"Yes; you can tell then. And you may come to like us so well you may stay content."
"Oh, if he comes! Then it will be all right. And you think I ought to pray for that?"
It was a cruel strait for Miss Eunice and staggered her faith. She was not to lead astray or harm "one of the least of these." But the child was a heathen with no real knowledge of the true God. Like a vision almost, Miss Eunice looked back at her own childhood, and the awful, overshadowing power she believed was God, who wrote down every wicked thought and wrong deed, and would confront her with them at the Judgment Day. She prayed nightly, often in the night, when she woke up, and she was no surer of God's love than this little heathen child.

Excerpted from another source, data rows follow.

Issue #47, opened 2015-12-15
Documentation for grunt/gulp tasks


Reinmar:
Followup for #43 and #36.

I'm not sure yet where we want to keep it (in the README or in ckeditor5-design and later copy somewhere... dunno). But we definitely need to have a list of them with short descriptions what they are needed for.

Second part is a documentation of a typical workflow (based on #43).

Reinmar:
One thing that would definitely need to be clarified in ckeditor5-design is what we encountered while working on #43. Like a more high-level description of the situation. Without it the behaviour of our tools may seem to be weird.

szymonkups:
For now, I will put tasks description here. Later on we can move them to more suitable place.

## dev-install \< path|GitHub URL|name \>

###### Task description
Installs selected dependency in development mode. Dependency will be cloned into `workspace` directory (if it is not already), linked ( using symlink ) to `node_modules` and added to `package.json` inside CKEditor5 main repository. Dependency can be recognized by:
* path - local path to repository on disk
```
grunt dev-install /home/user/workspace/ckeditor5-core
```
* GitHub URL - it can be either short or full URL, also with branch information
```
grunt dev-install ckeditor/ckeditor5-core
grunt dev-install https://github.com/ckeditor/ckeditor5-core.git
grunt dev-install git@github.com:ckeditor/ckeditor5-core.git
grunt dev-install ckeditor/ckeditor5-core#branch-name
```

* name - module name used in NPM. In this situation task will try to reach NPM to obtain GitHub URL from package information and clone it to `workspace` directory
```
grunt dev-install ckeditor5-core
```
###### Task steps
1. Use either local path, GitHub URL or NPM name to recognize dependency.
1. If dependency directory does not exists - clone dependency repository into `workspace`.
1. If branch information is provided - checkout repository to desired branch.
1. Run `npm install` inside newly created repository to install all dependencies there.
1. Link repository to `node_modules` inside CKEditor5 repository.
1. Add dependency to `package.json` file inside CKEditor5 repository.
1. Install Git hooks inside dependency directory.

Reinmar:
Important note: you use the term "Plugin development mode" and later use the word "plugin" many times.  The thing you're referring to is a "package" (aka "node module").

The important of a correct naming is well visible e.g. when you work on `ckeditor5-core` which is not a plugin – it's simply a package with some modules inside.

Relevant discussion is here: https://github.com/ckeditor/ckeditor5-design/issues/92

[...]

PR #8372, opened 2020-10-28
Inserting images by pasting URL directly into editor

### LINKED ISSUE #8236: Inserting images by pasting URL directly into editor

It could be usefull to have possibility to insert image just by pasting URL to the editor like it works in media-embed.

---

pkwasnik:

Feature (image): Inserting images by pasting URL directly into editor. Closes #8236.

MINOR BREAKING CHANGE (image): There were changes in the module:image/utils~insertImage parameters:

*   removed \`writer\` parameter - now method get it by itself
*   added insertPosition parameter to allow directly specify insert position instead of using findOptimalInsertionPosition logic

---

### Additional information


packages/ckeditor5-image/docs/features/image.md
```diff
@@ -105,6 +106,16 @@ This will add a new **Insert image** dropdown in the toolbar. To open the panel
 
 {@snippet features/image-insert-via-url}
 
+## Inserting images via pasting URL into editor
+
+The {@link module:image/autoimage~AutoImage} plugin recognizes image links in the pasted content and embeds them shortly after they are injected into the document to speed up the editing. Accepted image extensions: jpg, png, gif, ico.
```
jodator, line 111:
```suggestion
The {@link module:image/autoimage~AutoImage} plugin recognizes image links in the pasted content and embeds them shortly after they are injected into the document to speed up the editing. Accepted image extensions: jpg, jpeg, png, gif, ico.
```

packages/ckeditor5-image/src/autoimage.js
```diff
@@ -0,0 +1,172 @@
...
+import Clipboard from '@ckeditor/ckeditor5-clipboard/src/clipboard';
+import LiveRange from '@ckeditor/ckeditor5-engine/src/model/liverange';
+import LivePosition from '@ckeditor/ckeditor5-engine/src/model/liveposition';
+import Undo from '@ckeditor/ckeditor5-undo/src/undo';
+import global from '@ckeditor/ckeditor5-utils/src/dom/global';
+import { insertImage } from './image/utils';
+
+// implements pattern: http(s)://(www.)example.com/path/to/resource.ext?query=params&maybe=too
+const IMAGE_URL_REGEXP =
+	/^(http(s)?:\/\/)?[\w-]+(\.[\w-]+)+[\w._~:/?#[\]@!$&'()*+,;=%-]+\.(jpg|jpeg|png|gif|ico)\??[\w._~:/#[\]@!$&'()*+,;=%-]*$/;
```
jodator, line 20: Some additional tests are needed as I couldn't find them:

*   image with query params
*   all supported extensions
*   special characters
*   case sensitivity: `.JPG` vs `.jpg`
*   some not-supported extensions ( like `svg`, `webp`, `mp3`, `exe` just in case :wink: )

For repetitive test cases we tend to make it in a loop ([example](https://github.com/ckeditor/ckeditor5/blob/9b6f41027da388be5baf5e317caac2b7828b94bf/packages/ckeditor5-link/tests/autolink.js#L228-L285)) - the important thing to remember is that the test name must be clear - in order to see which cases failed in the console. 

A bad example would be `It should work with URL (case 2)`. So in the linked example, I've used the full URL in the test name but you can use [other structures](https://github.com/ckeditor/ckeditor5/blob/e046735d04ee6c650501b610b6e82c6fb740a74a/packages/ckeditor5-engine/tests/dataprocessor/htmldataprocessor.js#L54-L67) as you wish.

jodator (changes requested):
The feature works nicely :tada:. Most of my comments are related to our technical debt but I think that we could iron something out in this PR.

The other thing is that we need more tests, especially for supported vs unsported URLs.

During the review, I've realized that we don't have integration tests for auto media embed and auto image. But I think that we're safe as those _should_ detect different URLs anyway.

Could you also report a ticket for de-duplicating AutoImageand AutoMediaEmbed and link to this issue in both plugins? It will be easier to track in the future.

The last thing is a bug of pasting a link to an image:
Peek 2020-10-29 15-22

jodator:
Hello @ckeditor/qa-team :wave:, could you take a quick look at this feature?

The manual test for this is the same as the insert an image via URL. ~If you think that testing it with other features makes sense let us know.~ I'll add it to the all features tests in a moment :D

jodator:
And after consulting with the docs team we need a separate demo for this feature. It might be a simplified editor with minimal text inside + an input with an example URL to copy.

packages/ckeditor5-image/src/autoimage.js
```diff
@@ -0,0 +1,172 @@
...
+			return;
+		}
+
+		// Position won't be available in the `setTimeout` function so let's clone it.
+		this._positionToInsert = LivePosition.fromPosition( leftPosition );
+
+		// This action mustn't be executed if undo was called between pasting and auto-embedding.
+		this._timeoutId = global.window.setTimeout( () => {
+			// Don't do anything if image element cannot be inserted at the current position (#47).
+			// Condition must be checked after timeout - pasting may take place on an element, replacing it. The final position matters.
```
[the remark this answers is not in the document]
pkwasnik: It does not happen with media embed, because on media the mediaEmbedCommand is enabled. But on image the imageCommand is not enabled, so we need to wait until image become a text before checking this. Condition will pass on image, but still will not pass e.g. in image caption.

FilipTokarski:
Checked in various browsers, seems to be ok 👍

jodator:
@FilipTokarski Thanks!

packages/ckeditor5-image/tests/autoimage.js
```diff
@@ -0,0 +1,620 @@
...
+			clock = sinon.useFakeTimers();
+		} );
+
+		afterEach( () => {
+			clock.restore();
+		} );
+
+		it( 'replaces pasted text with image element after 100ms', () => {
+			setData( editor.model, '<paragraph>[]</paragraph>' );
+			pasteHtml( editor, 'https://ckeditor.com/assets/images/header/ckeditor-5-d7348daebf.png' );
```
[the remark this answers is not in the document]
pkwasnik: Hm, I think changing  it to example.com is ok, works with tests - did it

packages/ckeditor5-image/src/autoimage.js
```diff
@@ -0,0 +1,173 @@
...
+
+import Plugin from '@ckeditor/ckeditor5-core/src/plugin';
+import Clipboard from '@ckeditor/ckeditor5-clipboard/src/clipboard';
+import LiveRange from '@ckeditor/ckeditor5-engine/src/model/liverange';
+import LivePosition from '@ckeditor/ckeditor5-engine/src/model/liveposition';
+import Undo from '@ckeditor/ckeditor5-undo/src/undo';
+import global from '@ckeditor/ckeditor5-utils/src/dom/global';
+import { insertImage } from './image/utils';
+
+// implements pattern: http(s)://(www.)example.com/path/to/resource.ext?query=params&maybe=too
```
jodator, line 18:
```suggestion
// Implements the pattern: http(s)://(www.)example.com/path/to/resource.ext?query=params&maybe=too.
```

packages/ckeditor5-image/src/autoimage.js
```diff
@@ -0,0 +1,173 @@
...
+
+			return;
+		}
+
+		// Position won't be available in the `setTimeout` function so let's clone it.
+		this._positionToInsert = LivePosition.fromPosition( leftPosition );
+
+		// This action mustn't be executed if undo was called between pasting and auto-embedding.
+		this._timeoutId = global.window.setTimeout( () => {
+			// Don't do anything if image element cannot be inserted at the current position (#47).
```
jodator, line 142:
```suggestion
			// Don't do anything if image element cannot be inserted at the current position.
			// See https://github.com/ckeditor/ckeditor5/issues/2763.
```
To explain the suggestion: We have old references in the code after mergin multi-repo into a monorepo.
Additionally `#47` was an old way of linking issues in code. We use full URLs now as it is easier to navigate to the issue from the source code.
Full URLs also works better as we moved issues from all the packages issue trackers into one and GH can redirect them nicely.
Usually you will not have to worry about that :)

jodator (commented):
I've added some minor suggestions.

jodator (approved):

"It is right to pray for the things we want, but to be resigned if God doesn't see fit to give them to us."
"Then the prayers are thrown away. And do you know just what God is?"
"My dear!" in a shocked tone, "no one can tell. It is one of the mysteries to be revealed when we see Him as He truly is at the last day. A little girl cannot understand it. I do not, and I have sought the truth many years. Now I am trusting, because I feel assured He will do what is right. Tell me something about your life with your father."
"Oh, things were so different there. Houses, and there were always servants, so you didn't ever need to fan yourself. Babo and Nalla were always about. Babo used to take me out in a chair that had curtains around and a big umbrella overhead. Sometimes Chandra went with him. And the streets were funny and crooked, and houses set anywhere in them. I liked going up in the mountains best, it wasn't so hot. And the trees were splendid, and beautiful vines and flowers of all sorts. Mrs. Dallas went the last time. She had two girls and a big boy. I did not like him. He would pinch my arms and then say he didn't. I liked the girls, one was larger than I. And we swung in the hammocks the vines made. Only I was afraid of the snakes, and there are so many everywhere. Alfred liked to kill them."
She shuddered a little and glanced about the room with dilated eyes.
"They come into your houses sometimes. Nalla used to catch them and sling them hard on the ground, and that stunned them. And we used to make wreaths of the beautiful flowers. Agnes Dallas knew so many stories about fairies, little people who come out at night, when the moon shines, and dance round in rings. They slip in houses, and the nice ones do some work, but the wicked ones sour the milk, and spoil the bread, and hide things. And, sometimes, they change children into a cat, or a rabbit, or something, and it is seven years before you can get your own shape again. Do you have them here?"
"There is no such thing. That is all falsehood," was the decisive comment.